Il rinnovamento delle chiese e delle religioni, e di conseguenza delle società e delle civiltà, è affidato a quanti con sincerità cercano di dare un senso alla vita e agli eventi, coltivando la dimensione interiore (spiritualità) in ottica personalistica e comunitaria, con un progressivo distacco dalle tendenze disumane, dalla brama di avere e di possesso.
Non da ora, spesso - specie in Occidente - i cristiani vengono accusati di avere il volto triste, un atteggiamento rassegnato, una tendenza a coinvolgersi poco (in nome della necessità di tenere pulite le mani), una ricerca di recinti rassicuranti e granitici (gruppo, devozionalismo), un esitare di fronte alla complessità e alle innovazioni, un tendere a vedere l'altro come pericoloso lupo ...
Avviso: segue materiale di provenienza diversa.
PR #175, opened 2019-07-02
New module structure based on Reference Architectures

suhanselvan-wft:
This branch has new Terraform modules created to implement the reference architectures for different scenarios. 

The proposed module workflow can be found here,
[SAP on Azure Terraform Workflow.docx](https://github.com/Azure/sap-hana/files/3348262/SAP.on.Azure.Terraform.Workflow.docx)

Currently, the modules to create the common infrastructure resources have been added.

PR #187, opened 2019-07-16
v2 : Deploy azure resources common for all the architectures for different scenarios

suhanselvan-wft:
This pull request is a part of the v2 implementation of SAP automation on Azure.
Currently, the Terraform root module (single_node_hana) for single HANA instance architecture and common infrastructure module (common_infrastructure) have been created.

->The common infrastructure module deploys the resource group, vnets, subnets, nsgs and performs vnet peering between the management and sap vnets.
-> vnet peering is done when either the management or sap vnet is not existing or when neither of them are already existing in the user's subscription.
->The json user input file (terraform.tfvars.json) has been updated according to the specifications discussed.


deploy/v2/terraform/modules/single_node_hana/terraform.tfvars.json
```diff
@@ -0,0 +1,60 @@
...
+                    "is_existing" : false,
+                    "name" : "test-rg"
+            },
+
+            "vnets" : {
+                    "management" : {
+                            "is_existing" : false,
+                            "name" : "mgmt-vnet",
+                            "address_space" : "10.0.0.0/16",
+                            "default_subnet" : {
```
tniek: I see that you changed the structure here (and in `infrastructure.vnets.sap`).
Given the amount of subnets (one in `infrastructure.vnets.management` and four in `infrastructure.vnets.sap`), I think it would be better to have a `subnets` key inside the `vnets.*` dictionary.
`subnets` would be a dictionary of dictionaries, something along the lines of:
`"subnets" : {
   "default": {
      "is_existing": false,
      "name": "subnet-mgmt-default",
      "prefix": "10.0.1.0/24",
      "nsg": {
         "is_existing": false,
         "name": "nsg-mgmt-default"
      }
   }
}`

deploy/v2/terraform/modules/single_node_hana/terraform.tfvars.json
```diff
@@ -0,0 +1,60 @@
...
+                                    "is_existing" : false,
+                                    "name" : "mgmt-default-subnet",
+                                    "prefix" : "10.0.1.0/24",
```
tniek: I see that the azurerm TF provider distinguishes between `address_space` and `prefix`; would it make sense to keep the same in the JSON?

deploy/v2/terraform/modules/single_node_hana/terraform.tfvars.json
```diff
@@ -0,0 +1,60 @@
...
+
+            "resource_group" : {
+                    "is_existing" : false,
+                    "name" : "test-rg"
+            },
+
+            "vnets" : {
+                    "management" : {
+                            "is_existing" : false,
+                            "name" : "mgmt-vnet",
```
tniek: Would the VNET name even have to be declared? (Rather than us providing a default value in `terraform.tfvars`?)

deploy/v2/terraform/modules/single_node_hana/terraform.tfvars.json
```diff
@@ -0,0 +1,60 @@
...
+                            "admin_subnet" : {
+                                    "is_existing" : false,
+                                    "name" : "db-admin-subnet",
+                                    "prefix" : "10.1.1.0/24",
+                                    "nsg" : {
+                                            "is_existing" : false,
+                                            "name" : "db-admin-nsg"
+                                    }
+                            },
+                            "client_subnet" : {
```
tniek: Why the renaming from `db` to `client`?

deploy/v2/terraform/modules/single_node_hana/terraform.tfvars.json
```diff
@@ -0,0 +1,60 @@
...
+                                    "is_existing" : false,
+                                    "name" : "db-client-subnet",
```
tniek: Which one is it, client or DB?

deploy/v2/terraform/modules/single_node_hana/variables.tf
```diff
@@ -0,0 +1,3 @@
+variable "infrastructure" {
+  description = "Details of the azure infrastucture required for the deployment"
```
tniek: nit: "Azure"

deploy/v2/terraform/modules/common_infrastructure/main.tf
```diff
@@ -0,0 +1,152 @@
+##################################################################################################################
+# RESOURCES
+##################################################################################################################
+
+
```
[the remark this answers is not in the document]
suhanselvan-wft: Reduced to single blank lines.

deploy/v2/terraform/modules/common_infrastructure/main.tf
```diff
@@ -0,0 +1,152 @@
...
+  name     = var.resource_group_name
+  location = var.region
+}
+
+
+# VNETs ==========================================================================================================
+
+
+# Creates the management vnet
+resource "azurerm_virtual_network" "mgmt-vnet" {
```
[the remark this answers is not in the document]
suhanselvan-wft: Have renamed them accordingly.

deploy/v2/terraform/modules/common_infrastructure/main.tf
```diff
@@ -0,0 +1,152 @@
...
+  count               = var.mgmt_vnet_existing ? 0 : 1
+  name                = var.mgmt_vnet_name
+  location            = var.region
+  resource_group_name = var.resource_group_existing ? var.resource_group_name : azurerm_resource_group.rg[0].name
+  address_space       = [var.mgmt_vnet_address_space]
+}
+
+# Creates the sap vnet
```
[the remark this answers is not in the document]
suhanselvan-wft: Fixed.

deploy/v2/terraform/modules/common_infrastructure/main.tf
```diff
@@ -0,0 +1,152 @@
...
+
+
+# RESOURCE GROUP =================================================================================================
+
+
+# Creates the resource group
+resource "azurerm_resource_group" "rg" {
+  count    = var.resource_group_existing ? 0 : 1
+  name     = var.resource_group_name
+  location = var.region
```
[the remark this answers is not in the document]
suhanselvan-wft: > As discussed, I would propose to reference the input variables without assigning an "intermediate" variable first.
> I.e. `location = infrastructure.region` (you could pass in the infrastructure section from the JSON, since this module is limited to infra only).

The latest commit has this change implemented. Since we are now passing the whole infrastructure section as a single variable, the default values for resources in `common_infrastructure` module have been defined separately in its `variables.tf` file.

deploy/v2/terraform/modules/common_infrastructure/main.tf
```diff
@@ -0,0 +1,152 @@
...
+resource "azurerm_virtual_network" "mgmt-vnet" {
+  count               = var.mgmt_vnet_existing ? 0 : 1
+  name                = var.mgmt_vnet_name
+  location            = var.region
+  resource_group_name = var.resource_group_existing ? var.resource_group_name : azurerm_resource_group.rg[0].name
+  address_space       = [var.mgmt_vnet_address_space]
+}
+
+# Creates the sap vnet
+resource "azurerm_virtual_network" "sap-vnet" {
```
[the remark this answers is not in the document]
suhanselvan-wft: Have renamed them accordingly.

deploy/v2/terraform/modules/common_infrastructure/main.tf
```diff
@@ -0,0 +1,152 @@
...
+  count               = var.sap_vnet_existing ? 0 : 1
+  name                = var.sap_vnet_name
+  location            = var.region
+  resource_group_name = var.resource_group_existing ? var.resource_group_name : azurerm_resource_group.rg[0].name
+  address_space       = [var.sap_vnet_address_space]
+}
+
+# Imports existing management vnet data
```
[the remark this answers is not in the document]
suhanselvan-wft: Fixed

deploy/v2/terraform/modules/common_infrastructure/main.tf
```diff
@@ -0,0 +1,152 @@
...
+data "azurerm_virtual_network" "mgmt-vnet" {
+  count               = var.mgmt_vnet_existing ? 1 : 0
+  name                = var.mgmt_vnet_name
+  resource_group_name = var.resource_group_name
+}
+
+# Imports existing sap vnet data
```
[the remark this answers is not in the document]
suhanselvan-wft: Fixed

deploy/v2/terraform/modules/common_infrastructure/main.tf
```diff
@@ -0,0 +1,152 @@
...
+  name                = var.sap_vnet_name
+  resource_group_name = var.resource_group_name
+}
+
+
+# SUBNETs ========================================================================================================
+
+
+# Creates the management default subnet
+resource "azurerm_subnet" "mgmt-default-subnet" {
```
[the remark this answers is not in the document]
suhanselvan-wft: Have renamed them accordingly.

deploy/v2/terraform/modules/common_infrastructure/main.tf
```diff
@@ -0,0 +1,152 @@
...
+  count                = var.mgmt_default_subnet_existing ? 0 : 1
+  name                 = var.mgmt_default_subnet_name
+  resource_group_name  = var.resource_group_name
+  virtual_network_name = var.mgmt_vnet_existing ? var.mgmt_vnet_name : azurerm_virtual_network.mgmt-vnet[0].name
+  address_prefix       = var.mgmt_default_subnet_prefix
+}
+
+# Creates the sap admin subnet
+resource "azurerm_subnet" "sap-admin-subnet" {
```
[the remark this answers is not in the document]
suhanselvan-wft: > To be consistent, rename into `subnet-sap-admin`

Have renamed them accordingly.

> Also, I see that this subnet was not part of our original design.
> What exactly is it used for? How is `subnet-sap-admin` different from `subnet-mgmt-default`?

This was discussed during the meeting (also referenced in the sync notes).The database nodes will be having two vNICs. One for admin traffic and one for client traffic which need to be isolated. The application servers will be in a separate subnet. So there will be three subnets in the SAP VNET, `subnet-sap-admin`, `subnet-sap-client` and `subnet-sap-app`. The `subnet-mgmt-default` is a part of the management VNET where the jumpbox will reside.

deploy/v2/terraform/modules/common_infrastructure/main.tf
```diff
@@ -0,0 +1,152 @@
...
+  count                = var.sap_admin_subnet_existing ? 0 : 1
+  name                 = var.sap_admin_subnet_name
+  resource_group_name  = var.resource_group_name
+  virtual_network_name = var.sap_vnet_existing ? var.sap_vnet_name : azurerm_virtual_network.sap-vnet[0].name
+  address_prefix       = var.sap_admin_subnet_prefix
+}
+
+# Creates the sap client subnet
+resource "azurerm_subnet" "sap-client-subnet" {
```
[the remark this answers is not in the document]
suhanselvan-wft: > Should be `subnet-sap-client`

Have renamed them accordingly.

> I didn't see this one in the original design either; instead, `subnet-sap-db` is missing. Or is this what `subnet-sap-client` is?

Please refer to this reply,
https://github.com/Azure/sap-hana/pull/187#discussion_r304821393

deploy/v2/terraform/modules/common_infrastructure/main.tf
```diff
@@ -0,0 +1,152 @@
...
+  count                = var.sap_client_subnet_existing ? 0 : 1
+  name                 = var.sap_client_subnet_name
+  resource_group_name  = var.resource_group_name
+  virtual_network_name = var.sap_vnet_existing ? var.sap_vnet_name : azurerm_virtual_network.sap-vnet[0].name
+  address_prefix       = var.sap_client_subnet_prefix
+}
+
+# Creates the sap app subnet
+resource "azurerm_subnet" "sap-app-subnet" {
```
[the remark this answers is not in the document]
suhanselvan-wft: Have renamed them accordingly.

deploy/v2/terraform/modules/common_infrastructure/main.tf
```diff
@@ -0,0 +1,152 @@
...
+  count                = var.sap_app_subnet_existing ? 0 : 1
+  name                 = var.sap_app_subnet_name
+  resource_group_name  = var.resource_group_name
+  virtual_network_name = var.sap_vnet_existing ? var.sap_vnet_name : azurerm_virtual_network.sap-vnet[0].name
+  address_prefix       = var.sap_app_subnet_prefix
+}
+
+
+# NSGs ===========================================================================================================
+
```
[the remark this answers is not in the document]
suhanselvan-wft: > Does it really make sense to create a separate NSG for each subnet? Wouldn't they share some common rules?

They may share some common rules but, there will also be rules specific to each of the subnet. This was also agreed upon during the meeting. (listed in meeting notes).


> Also, I don't see the logic to specify (and import) existing NSGs?

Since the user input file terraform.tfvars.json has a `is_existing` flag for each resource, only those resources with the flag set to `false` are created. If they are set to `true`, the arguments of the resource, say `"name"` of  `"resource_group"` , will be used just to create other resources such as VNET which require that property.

Oltre le esagerazioni e le generalizzazioni ideologiche, c'è da chiedersi se qualcuna di queste critiche non sia presente, non dico come debolezza (che è di tutti) ma come realtà di fondo. E mi domando se il Cristo è davvero risorto in me, se mi pongo in ascolto del suo Spirito, di quell'Amore universale e concreto che permea tutta la realtà e desidera portarla a compimento.
E' per questo che devo mettermi, ogni giorno e con attenzione, in ascolto della sua voce che giunge attraverso le sacre scritture, le tradizioni religiose e spirituali, gli eventi e gli esseri umani, le realtà della creazione. Così, l'esistenza diviene “pasquale”, vissuta sobriamente nella gioia e nella pace che si manifestano nel segreto del cuore e nelle relazioni. Il che non significa trovare l'approvazione del mondo o il quieto vivere (ben diverso dalla pace vera): “i figli migliori dell'umanità vengono perseguitati e abbandonati perché nella solitudine e nella consumazione creino cicli nuovi di umanità” (G. Vannucci).
Che questo tempo possa liberarci da ogni (nostra) falsa immagine di Dio e da ogni conseguente falsa immagine dell'uomo.